TASK STATEMENT - Give back an exact copy of the lines in the records below, from the line that has "Py_ssize_t nfields = PyTuple_GET_SIZE(fields);" through the line that has "What good is", and nothing besides.

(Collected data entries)
○ ○ ○ ○ ○ ○ ○

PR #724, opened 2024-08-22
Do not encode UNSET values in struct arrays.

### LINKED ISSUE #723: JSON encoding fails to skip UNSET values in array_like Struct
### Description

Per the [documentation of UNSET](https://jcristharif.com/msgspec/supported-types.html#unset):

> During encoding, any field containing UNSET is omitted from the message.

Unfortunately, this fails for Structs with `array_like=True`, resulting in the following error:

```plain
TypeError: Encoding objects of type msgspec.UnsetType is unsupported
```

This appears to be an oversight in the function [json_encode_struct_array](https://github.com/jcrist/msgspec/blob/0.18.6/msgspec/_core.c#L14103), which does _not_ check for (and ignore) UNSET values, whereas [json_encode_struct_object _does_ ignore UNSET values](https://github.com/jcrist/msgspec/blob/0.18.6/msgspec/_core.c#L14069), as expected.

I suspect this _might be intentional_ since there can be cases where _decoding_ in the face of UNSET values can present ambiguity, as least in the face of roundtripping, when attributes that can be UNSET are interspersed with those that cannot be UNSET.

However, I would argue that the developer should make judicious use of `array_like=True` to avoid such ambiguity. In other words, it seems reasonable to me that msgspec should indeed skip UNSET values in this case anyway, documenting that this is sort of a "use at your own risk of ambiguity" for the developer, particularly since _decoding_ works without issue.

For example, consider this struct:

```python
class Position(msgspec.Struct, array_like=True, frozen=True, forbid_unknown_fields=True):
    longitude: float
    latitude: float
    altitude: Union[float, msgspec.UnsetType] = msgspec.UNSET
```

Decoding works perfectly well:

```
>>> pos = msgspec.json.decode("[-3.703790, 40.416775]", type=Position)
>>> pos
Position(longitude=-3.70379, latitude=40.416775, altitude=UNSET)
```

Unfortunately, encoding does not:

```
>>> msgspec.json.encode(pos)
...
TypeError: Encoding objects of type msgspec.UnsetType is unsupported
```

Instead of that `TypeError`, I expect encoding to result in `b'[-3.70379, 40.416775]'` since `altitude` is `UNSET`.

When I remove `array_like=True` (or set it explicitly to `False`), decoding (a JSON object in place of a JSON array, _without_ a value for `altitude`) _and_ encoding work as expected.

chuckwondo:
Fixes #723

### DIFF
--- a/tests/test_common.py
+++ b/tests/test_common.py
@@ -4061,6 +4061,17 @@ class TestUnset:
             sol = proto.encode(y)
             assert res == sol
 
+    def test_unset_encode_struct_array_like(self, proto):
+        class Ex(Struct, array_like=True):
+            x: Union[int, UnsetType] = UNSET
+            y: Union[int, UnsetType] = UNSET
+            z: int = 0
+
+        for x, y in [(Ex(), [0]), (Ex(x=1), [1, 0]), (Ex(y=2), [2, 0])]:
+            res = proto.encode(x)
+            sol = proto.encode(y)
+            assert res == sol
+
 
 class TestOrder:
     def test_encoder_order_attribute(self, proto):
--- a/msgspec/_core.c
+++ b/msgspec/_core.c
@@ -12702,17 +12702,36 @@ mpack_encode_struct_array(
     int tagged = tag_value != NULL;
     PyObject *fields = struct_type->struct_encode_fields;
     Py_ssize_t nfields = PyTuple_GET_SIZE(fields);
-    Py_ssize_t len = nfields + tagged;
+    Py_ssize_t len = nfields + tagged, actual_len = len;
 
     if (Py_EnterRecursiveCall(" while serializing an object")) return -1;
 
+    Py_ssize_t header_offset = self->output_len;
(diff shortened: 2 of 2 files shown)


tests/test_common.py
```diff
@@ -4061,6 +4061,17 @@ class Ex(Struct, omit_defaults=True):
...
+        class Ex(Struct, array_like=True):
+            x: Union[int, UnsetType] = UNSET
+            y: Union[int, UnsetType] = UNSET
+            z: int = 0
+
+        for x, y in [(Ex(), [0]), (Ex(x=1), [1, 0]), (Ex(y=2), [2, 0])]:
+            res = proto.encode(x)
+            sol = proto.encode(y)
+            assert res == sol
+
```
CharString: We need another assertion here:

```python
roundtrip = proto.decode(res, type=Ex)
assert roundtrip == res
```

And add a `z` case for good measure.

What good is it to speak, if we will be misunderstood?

○ ○ ○ ○ ○ ○ ○

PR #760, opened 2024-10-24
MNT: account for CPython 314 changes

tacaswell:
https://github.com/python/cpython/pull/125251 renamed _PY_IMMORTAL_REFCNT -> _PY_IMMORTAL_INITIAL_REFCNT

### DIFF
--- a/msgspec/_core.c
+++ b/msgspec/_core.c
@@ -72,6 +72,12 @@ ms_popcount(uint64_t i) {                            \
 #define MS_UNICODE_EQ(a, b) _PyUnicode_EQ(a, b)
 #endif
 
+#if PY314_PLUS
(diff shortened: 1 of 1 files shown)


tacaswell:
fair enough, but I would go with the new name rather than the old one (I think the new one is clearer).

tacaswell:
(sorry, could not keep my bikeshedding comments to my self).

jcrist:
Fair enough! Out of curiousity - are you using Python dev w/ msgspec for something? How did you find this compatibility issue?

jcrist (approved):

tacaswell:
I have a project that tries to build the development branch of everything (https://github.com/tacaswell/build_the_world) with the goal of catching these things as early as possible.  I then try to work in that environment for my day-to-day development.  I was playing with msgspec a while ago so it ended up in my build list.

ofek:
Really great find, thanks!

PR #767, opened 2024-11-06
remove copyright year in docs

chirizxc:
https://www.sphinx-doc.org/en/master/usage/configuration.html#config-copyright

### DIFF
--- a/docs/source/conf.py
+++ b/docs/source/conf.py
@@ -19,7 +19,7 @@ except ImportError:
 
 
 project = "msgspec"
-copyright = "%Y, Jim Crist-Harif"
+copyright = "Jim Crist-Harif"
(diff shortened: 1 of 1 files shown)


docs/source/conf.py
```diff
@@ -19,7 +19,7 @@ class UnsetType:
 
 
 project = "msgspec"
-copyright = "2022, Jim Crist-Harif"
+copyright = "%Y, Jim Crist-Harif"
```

○ ○ ○ ○ ○ ○ ○

SOLUTION BELOW -
     Py_ssize_t nfields = PyTuple_GET_SIZE(fields);
-    Py_ssize_t len = nfields + tagged;
+    Py_ssize_t len = nfields + tagged, actual_len = len;
 
     if (Py_EnterRecursiveCall(" while serializing an object")) return -1;
 
+    Py_ssize_t header_offset = self->output_len;
(diff shortened: 2 of 2 files shown)


tests/test_common.py
```diff
@@ -4061,6 +4061,17 @@ class Ex(Struct, omit_defaults=True):
...
+        class Ex(Struct, array_like=True):
+            x: Union[int, UnsetType] = UNSET
+            y: Union[int, UnsetType] = UNSET
+            z: int = 0
+
+        for x, y in [(Ex(), [0]), (Ex(x=1), [1, 0]), (Ex(y=2), [2, 0])]:
+            res = proto.encode(x)
+            sol = proto.encode(y)
+            assert res == sol
+
```
CharString: We need another assertion here:

```python
roundtrip = proto.decode(res, type=Ex)
assert roundtrip == res
```

And add a `z` case for good measure.

What good is it to speak, if we will be misunderstood?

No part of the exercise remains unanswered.